[[ Record extracts open ]]

PR #92, opened 2019-11-06
Support LocalDateTime and ZonedDateTime (and some cleanup)

jepsar:
This is the first half related to https://github.com/primefaces-extensions/primefaces-extensions.github.com/issues/677

### DIFF
--- a/src/main/java/org/primefaces/extensions/component/timeago/TimeAgo.java
+++ b/src/main/java/org/primefaces/extensions/component/timeago/TimeAgo.java
@@ -16,17 +16,17 @@
 package org.primefaces.extensions.component.timeago;
 
 import java.text.SimpleDateFormat;
-import java.util.Arrays;
+import java.time.LocalDateTime;
+import java.time.ZoneId;
+import java.time.ZonedDateTime;
+import java.time.format.DateTimeFormatter;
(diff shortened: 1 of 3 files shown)


src/main/java/org/primefaces/extensions/component/timeago/TimeAgo.java
```diff
@@ -52,67 +52,6 @@
 
     private static final String DATE_FORMAT = "yyyy-MM-dd'T'HH:mm:ssZ";
 
-    private static final List<String> BUNDLED_LOCALES = Arrays.asList(
```
jepsar, line 55: This should have been removed in the previous fix where we get the translations from Javascript, so I included it in this PR.

src/main/java/org/primefaces/extensions/component/timeago/TimeAgo.java
```diff
@@ -190,35 +129,41 @@ public Locale calculateLocale() {
         return appropriateLocale;
     }
 
-    public final String getBundledLocale() {
```
jepsar, line 193: See previous remark.

melloware (approved):

melloware:
Looks great!

PR #93, opened 2019-11-28
Fixed countries string to list

jepsar:
@melloware I think this was a bug. It should have been converting `"nl be de"` to `["nl", "be", "de"]` (it should support both comma and space separated). I did this using the online editor in Git, but I think I need to give this a second look.


melloware (approved):

melloware:
I like the fix.  Merging.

[[ Record extracts closed ]]

### What this task involves
Where the word "jepsar" occurs in a line of the entries above, count that line, and reply with the total only.

### Solution
4